Data items:

:::::

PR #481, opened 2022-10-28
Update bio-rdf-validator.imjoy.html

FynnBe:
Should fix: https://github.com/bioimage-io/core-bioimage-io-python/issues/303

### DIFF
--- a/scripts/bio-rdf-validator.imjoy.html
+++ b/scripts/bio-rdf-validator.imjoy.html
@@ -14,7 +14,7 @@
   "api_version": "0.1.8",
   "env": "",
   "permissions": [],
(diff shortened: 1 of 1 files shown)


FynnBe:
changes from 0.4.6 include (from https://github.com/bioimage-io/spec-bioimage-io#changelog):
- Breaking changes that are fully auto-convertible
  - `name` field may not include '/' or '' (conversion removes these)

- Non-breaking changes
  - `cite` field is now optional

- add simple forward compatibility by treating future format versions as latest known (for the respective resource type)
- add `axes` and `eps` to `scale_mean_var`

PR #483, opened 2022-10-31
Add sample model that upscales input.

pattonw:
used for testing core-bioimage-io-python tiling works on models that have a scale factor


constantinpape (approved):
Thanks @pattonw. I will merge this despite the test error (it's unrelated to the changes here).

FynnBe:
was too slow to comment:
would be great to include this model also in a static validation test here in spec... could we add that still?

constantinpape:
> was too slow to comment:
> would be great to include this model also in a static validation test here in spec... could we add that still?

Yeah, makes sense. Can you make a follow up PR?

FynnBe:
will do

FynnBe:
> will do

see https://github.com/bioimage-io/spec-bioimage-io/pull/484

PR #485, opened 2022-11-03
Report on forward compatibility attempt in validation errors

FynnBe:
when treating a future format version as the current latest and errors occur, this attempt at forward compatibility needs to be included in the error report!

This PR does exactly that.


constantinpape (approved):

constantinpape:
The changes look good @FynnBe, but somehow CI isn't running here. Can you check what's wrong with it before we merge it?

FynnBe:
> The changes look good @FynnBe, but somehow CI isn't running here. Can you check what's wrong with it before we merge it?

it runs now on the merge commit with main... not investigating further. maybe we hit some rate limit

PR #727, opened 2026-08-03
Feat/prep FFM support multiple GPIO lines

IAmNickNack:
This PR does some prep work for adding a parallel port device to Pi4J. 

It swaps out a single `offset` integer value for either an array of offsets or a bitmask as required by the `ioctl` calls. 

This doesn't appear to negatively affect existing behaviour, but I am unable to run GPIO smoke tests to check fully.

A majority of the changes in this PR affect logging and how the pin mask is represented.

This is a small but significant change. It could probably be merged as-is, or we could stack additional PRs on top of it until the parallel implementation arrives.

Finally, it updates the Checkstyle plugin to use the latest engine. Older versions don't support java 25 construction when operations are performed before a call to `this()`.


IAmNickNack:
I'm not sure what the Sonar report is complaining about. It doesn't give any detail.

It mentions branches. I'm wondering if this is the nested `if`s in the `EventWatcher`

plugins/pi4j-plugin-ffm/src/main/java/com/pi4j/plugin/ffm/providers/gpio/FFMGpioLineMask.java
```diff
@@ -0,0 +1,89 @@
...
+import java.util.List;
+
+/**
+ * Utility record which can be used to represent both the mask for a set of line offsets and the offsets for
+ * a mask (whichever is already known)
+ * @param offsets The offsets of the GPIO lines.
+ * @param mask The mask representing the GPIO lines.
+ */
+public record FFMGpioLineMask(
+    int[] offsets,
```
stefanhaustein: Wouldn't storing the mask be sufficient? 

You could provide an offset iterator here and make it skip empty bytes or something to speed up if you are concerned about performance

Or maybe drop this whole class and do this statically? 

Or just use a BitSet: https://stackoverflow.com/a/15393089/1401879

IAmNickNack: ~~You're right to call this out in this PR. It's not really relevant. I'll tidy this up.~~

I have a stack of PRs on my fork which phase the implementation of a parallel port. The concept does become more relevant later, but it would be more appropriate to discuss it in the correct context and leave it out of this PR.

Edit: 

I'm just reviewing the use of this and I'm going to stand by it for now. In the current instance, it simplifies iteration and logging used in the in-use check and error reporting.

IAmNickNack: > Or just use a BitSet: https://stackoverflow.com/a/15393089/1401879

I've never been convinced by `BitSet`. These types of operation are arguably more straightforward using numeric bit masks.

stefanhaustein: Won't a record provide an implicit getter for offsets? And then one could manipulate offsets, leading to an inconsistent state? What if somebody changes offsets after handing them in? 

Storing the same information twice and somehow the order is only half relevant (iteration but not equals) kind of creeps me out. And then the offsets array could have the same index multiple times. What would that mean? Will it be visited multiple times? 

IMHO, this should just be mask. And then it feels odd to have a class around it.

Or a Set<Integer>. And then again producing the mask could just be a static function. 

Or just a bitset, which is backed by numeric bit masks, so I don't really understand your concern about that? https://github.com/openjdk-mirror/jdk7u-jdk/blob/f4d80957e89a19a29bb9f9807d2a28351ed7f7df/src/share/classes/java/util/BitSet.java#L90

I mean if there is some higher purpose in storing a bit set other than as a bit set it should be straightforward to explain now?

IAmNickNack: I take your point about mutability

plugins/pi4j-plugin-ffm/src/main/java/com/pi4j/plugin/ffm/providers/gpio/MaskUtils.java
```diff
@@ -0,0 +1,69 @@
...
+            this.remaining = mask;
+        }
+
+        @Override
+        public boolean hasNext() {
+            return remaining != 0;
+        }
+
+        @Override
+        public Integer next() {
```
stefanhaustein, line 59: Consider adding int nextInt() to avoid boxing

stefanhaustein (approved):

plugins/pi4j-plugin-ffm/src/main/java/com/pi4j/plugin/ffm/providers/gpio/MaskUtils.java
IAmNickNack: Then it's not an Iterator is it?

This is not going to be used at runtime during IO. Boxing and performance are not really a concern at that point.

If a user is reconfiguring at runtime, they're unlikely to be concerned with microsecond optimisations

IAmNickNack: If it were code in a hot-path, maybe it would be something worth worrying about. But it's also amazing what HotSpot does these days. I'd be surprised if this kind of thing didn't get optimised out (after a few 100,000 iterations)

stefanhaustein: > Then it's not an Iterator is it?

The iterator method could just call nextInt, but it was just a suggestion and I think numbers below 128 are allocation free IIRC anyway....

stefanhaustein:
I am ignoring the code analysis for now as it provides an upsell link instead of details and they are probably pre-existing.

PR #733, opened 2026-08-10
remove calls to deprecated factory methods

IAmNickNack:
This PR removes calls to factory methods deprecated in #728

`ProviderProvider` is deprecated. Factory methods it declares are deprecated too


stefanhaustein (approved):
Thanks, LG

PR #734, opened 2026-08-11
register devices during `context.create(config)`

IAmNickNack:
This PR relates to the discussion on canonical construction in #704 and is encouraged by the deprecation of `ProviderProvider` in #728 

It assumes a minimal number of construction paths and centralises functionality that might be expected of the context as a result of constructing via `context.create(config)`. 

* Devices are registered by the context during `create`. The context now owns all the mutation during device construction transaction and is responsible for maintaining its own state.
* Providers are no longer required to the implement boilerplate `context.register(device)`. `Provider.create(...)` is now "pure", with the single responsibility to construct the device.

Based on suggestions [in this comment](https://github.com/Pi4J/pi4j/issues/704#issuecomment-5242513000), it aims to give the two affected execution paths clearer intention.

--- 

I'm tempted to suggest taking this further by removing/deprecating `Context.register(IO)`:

:::::

**What to do**
Each entry in the data should be restated exactly as it was written.

**Answer below**
PR #481, opened 2022-10-28
Update bio-rdf-validator.imjoy.html

FynnBe:
Should fix: https://github.com/bioimage-io/core-bioimage-io-python/issues/303

### DIFF
--- a/scripts/bio-rdf-validator.imjoy.html
+++ b/scripts/bio-rdf-validator.imjoy.html
@@ -14,7 +14,7 @@
   "api_version": "0.1.8",
   "env": "",
   "permissions": [],
(diff shortened: 1 of 1 files shown)


FynnBe:
changes from 0.4.6 include (from https://github.com/bioimage-io/spec-bioimage-io#changelog):
- Breaking changes that are fully auto-convertible
  - `name` field may not include '/' or '' (conversion removes these)

- Non-breaking changes
  - `cite` field is now optional

- add simple forward compatibility by treating future format versions as latest known (for the respective resource type)
- add `axes` and `eps` to `scale_mean_var`

PR #483, opened 2022-10-31
Add sample model that upscales input.

pattonw:
used for testing core-bioimage-io-python tiling works on models that have a scale factor


constantinpape (approved):
Thanks @pattonw. I will merge this despite the test error (it's unrelated to the changes here).

FynnBe:
was too slow to comment:
would be great to include this model also in a static validation test here in spec... could we add that still?

constantinpape:
> was too slow to comment:
> would be great to include this model also in a static validation test here in spec... could we add that still?

Yeah, makes sense. Can you make a follow up PR?

FynnBe:
will do

FynnBe:
> will do

see https://github.com/bioimage-io/spec-bioimage-io/pull/484

PR #485, opened 2022-11-03
Report on forward compatibility attempt in validation errors

FynnBe:
when treating a future format version as the current latest and errors occur, this attempt at forward compatibility needs to be included in the error report!

This PR does exactly that.


constantinpape (approved):

constantinpape:
The changes look good @FynnBe, but somehow CI isn't running here. Can you check what's wrong with it before we merge it?

FynnBe:
> The changes look good @FynnBe, but somehow CI isn't running here. Can you check what's wrong with it before we merge it?

it runs now on the merge commit with main... not investigating further. maybe we hit some rate limit

PR #727, opened 2026-08-03
Feat/prep FFM support multiple GPIO lines

IAmNickNack:
This PR does some prep work for adding a parallel port device to Pi4J. 

It swaps out a single `offset` integer value for either an array of offsets or a bitmask as required by the `ioctl` calls. 

This doesn't appear to negatively affect existing behaviour, but I am unable to run GPIO smoke tests to check fully.

A majority of the changes in this PR affect logging and how the pin mask is represented.

This is a small but significant change. It could probably be merged as-is, or we could stack additional PRs on top of it until the parallel implementation arrives.

Finally, it updates the Checkstyle plugin to use the latest engine. Older versions don't support java 25 construction when operations are performed before a call to `this()`.


IAmNickNack:
I'm not sure what the Sonar report is complaining about. It doesn't give any detail.

It mentions branches. I'm wondering if this is the nested `if`s in the `EventWatcher`

plugins/pi4j-plugin-ffm/src/main/java/com/pi4j/plugin/ffm/providers/gpio/FFMGpioLineMask.java
```diff
@@ -0,0 +1,89 @@
...
+import java.util.List;
+
+/**
+ * Utility record which can be used to represent both the mask for a set of line offsets and the offsets for
+ * a mask (whichever is already known)
+ * @param offsets The offsets of the GPIO lines.
+ * @param mask The mask representing the GPIO lines.
+ */
+public record FFMGpioLineMask(
+    int[] offsets,
```
stefanhaustein: Wouldn't storing the mask be sufficient? 

You could provide an offset iterator here and make it skip empty bytes or something to speed up if you are concerned about performance

Or maybe drop this whole class and do this statically? 

Or just use a BitSet: https://stackoverflow.com/a/15393089/1401879

IAmNickNack: ~~You're right to call this out in this PR. It's not really relevant. I'll tidy this up.~~

I have a stack of PRs on my fork which phase the implementation of a parallel port. The concept does become more relevant later, but it would be more appropriate to discuss it in the correct context and leave it out of this PR.

Edit: 

I'm just reviewing the use of this and I'm going to stand by it for now. In the current instance, it simplifies iteration and logging used in the in-use check and error reporting.

IAmNickNack: > Or just use a BitSet: https://stackoverflow.com/a/15393089/1401879

I've never been convinced by `BitSet`. These types of operation are arguably more straightforward using numeric bit masks.

stefanhaustein: Won't a record provide an implicit getter for offsets? And then one could manipulate offsets, leading to an inconsistent state? What if somebody changes offsets after handing them in? 

Storing the same information twice and somehow the order is only half relevant (iteration but not equals) kind of creeps me out. And then the offsets array could have the same index multiple times. What would that mean? Will it be visited multiple times? 

IMHO, this should just be mask. And then it feels odd to have a class around it.

Or a Set<Integer>. And then again producing the mask could just be a static function. 

Or just a bitset, which is backed by numeric bit masks, so I don't really understand your concern about that? https://github.com/openjdk-mirror/jdk7u-jdk/blob/f4d80957e89a19a29bb9f9807d2a28351ed7f7df/src/share/classes/java/util/BitSet.java#L90

I mean if there is some higher purpose in storing a bit set other than as a bit set it should be straightforward to explain now?

IAmNickNack: I take your point about mutability

plugins/pi4j-plugin-ffm/src/main/java/com/pi4j/plugin/ffm/providers/gpio/MaskUtils.java
```diff
@@ -0,0 +1,69 @@
...
+            this.remaining = mask;
+        }
+
+        @Override
+        public boolean hasNext() {
+            return remaining != 0;
+        }
+
+        @Override
+        public Integer next() {
```
stefanhaustein, line 59: Consider adding int nextInt() to avoid boxing

stefanhaustein (approved):

plugins/pi4j-plugin-ffm/src/main/java/com/pi4j/plugin/ffm/providers/gpio/MaskUtils.java
IAmNickNack: Then it's not an Iterator is it?

This is not going to be used at runtime during IO. Boxing and performance are not really a concern at that point.

If a user is reconfiguring at runtime, they're unlikely to be concerned with microsecond optimisations

IAmNickNack: If it were code in a hot-path, maybe it would be something worth worrying about. But it's also amazing what HotSpot does these days. I'd be surprised if this kind of thing didn't get optimised out (after a few 100,000 iterations)

stefanhaustein: > Then it's not an Iterator is it?

The iterator method could just call nextInt, but it was just a suggestion and I think numbers below 128 are allocation free IIRC anyway....

stefanhaustein:
I am ignoring the code analysis for now as it provides an upsell link instead of details and they are probably pre-existing.

PR #733, opened 2026-08-10
remove calls to deprecated factory methods

IAmNickNack:
This PR removes calls to factory methods deprecated in #728

`ProviderProvider` is deprecated. Factory methods it declares are deprecated too


stefanhaustein (approved):
Thanks, LG

PR #734, opened 2026-08-11
register devices during `context.create(config)`

IAmNickNack:
This PR relates to the discussion on canonical construction in #704 and is encouraged by the deprecation of `ProviderProvider` in #728 

It assumes a minimal number of construction paths and centralises functionality that might be expected of the context as a result of constructing via `context.create(config)`. 

* Devices are registered by the context during `create`. The context now owns all the mutation during device construction transaction and is responsible for maintaining its own state.
* Providers are no longer required to the implement boilerplate `context.register(device)`. `Provider.create(...)` is now "pure", with the single responsibility to construct the device.

Based on suggestions [in this comment](https://github.com/Pi4J/pi4j/issues/704#issuecomment-5242513000), it aims to give the two affected execution paths clearer intention.

--- 

I'm tempted to suggest taking this further by removing/deprecating `Context.register(IO)`:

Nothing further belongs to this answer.